Continuing my discussion of George Kennan’s book (see previous post), he also addressed inequality. So have I (here, here, and here; maybe thus my own obsession). And we recently viewed ex-Labor Secretary Robert Reich’s film, Inequality For All. See how open-minded I am? It’s actually a good film and I’m in sympathy with much of it. I’ll discuss it in a separate post.
George Kennan said nothing has been more “totally disproved by actual experience than the assumption that if a few people could be prevented from living well everyone would live better.” This derived from his observing (as a diplomat) communist countries, where eliminating the rich was accompanied by impoverishing the rest. Yet that poverty was, for most people, made endurable by its being widely shared. And, after communism’s collapse, anyone’s effort to better their situation through enterprise was widely resented and opposed, as illegitimate.

Is it unjust for one person to have more than another? Some seem to think so, or at least talk that way. But if the concept of justice means anything, it means outcomes earned and deserved, rather than meted out arbitrarily – and pure egalitarianism would entail the latter rather than the former. I recognize that there’s inevitably some element of luck in outcomes; but egalitarian obsessives seem unwilling to recognize an element of deservingness; that a person who works harder and/or smarter and lives more prudently should be richer.

However, while of course a few people are thieves, most rich folks get their money through making a societal contribution of one sort or another.

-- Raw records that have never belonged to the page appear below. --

PR #5589, opened 2018-11-14
chore: Move a11y, lang, browserify, and webpack out of grunt

BrandonOCasey:
Moves language, a11y, browserify, and webpack tasks out of grunt.

After this pull request, I think we can have two more pull requests:
1. That removes grunt and migrates the meta tasks over (`dist`, `test`, `build`, `watchAll`)
2. A final pull request that cleans all of the package.json scripts up, making sure it still does everything we want, but in less scripts/code.


package.json
```diff
@@ -17,11 +17,17 @@
...
+    "build:browserify-test": "browserify test/require/browserify.js -o build/temp/browserify.js",
+    "build:webpack-test": "webpack --hide-modules test/require/webpack.js build/temp/webpack.js",
     "copy-fonts": "shx cp -R node_modules/videojs-font/fonts build/temp/font",
     "copy-dist": "shx cp -R build/temp/* dist/",
-    "copy-a11y": "shx cp sandbox/descriptions.html.example sandbox/descriptions.html",
     "copy-examples": "shx cp -R docs/examples dist/",
-    "copy-lang": "shx cp -R lang/* dist/lang/",
+    "build:lang": "npm-run-all build:lang:*",
+    "build:lang:js": "vjslang --dir dist/lang",
+    "build:lang:copy": "shx --verbose cp -R lang/* dist/lang/",
```
gkatsev: why `--verbose`?

package.json
```diff
@@ -17,11 +17,17 @@
...
+    "pretest:a11y": "shx cp sandbox/descriptions.html.example sandbox/descriptions.test-a11y.html",
```
gkatsev: at some point in the future, this may want to check if the file already exists, this way you could run the a11y test with local changes, if we had any. Definitely nothing to do right now, though.

package.json
```diff
@@ -17,11 +17,17 @@
   "homepage": "https://videojs.com",
   "author": "Steve Heffernan",
   "scripts": {
```
gkatsev: we're starting to get into fiddly territory with the amount of scripts here.

package.json
BrandonOCasey: I ran into issues with it previously and forgot to remove it, I think we can remove it now.

package.json
BrandonOCasey: Yeah, I think we need a pr once we are off of grunt to clean it all up.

Inequality is rising not because more people are becoming poor, but because more are becoming rich; in particular, more very rich. That’s not a problem as long as everyone has a decent living standard. This we can achieve without exterminating great wealth. Indeed, the wealthy pay a disproportionate share of taxes that fund the social safety net.
Yet the obsession over inequality is not mainly a concern for the welfare of the poor. It is instead all about the rich. Lefties cannot stand it that they, with all their social consciousness and moral virtue, have less wealth, and consequently less power and influence, than benighted toads who (they think) are ethically inferior and get rich through grubby commerce.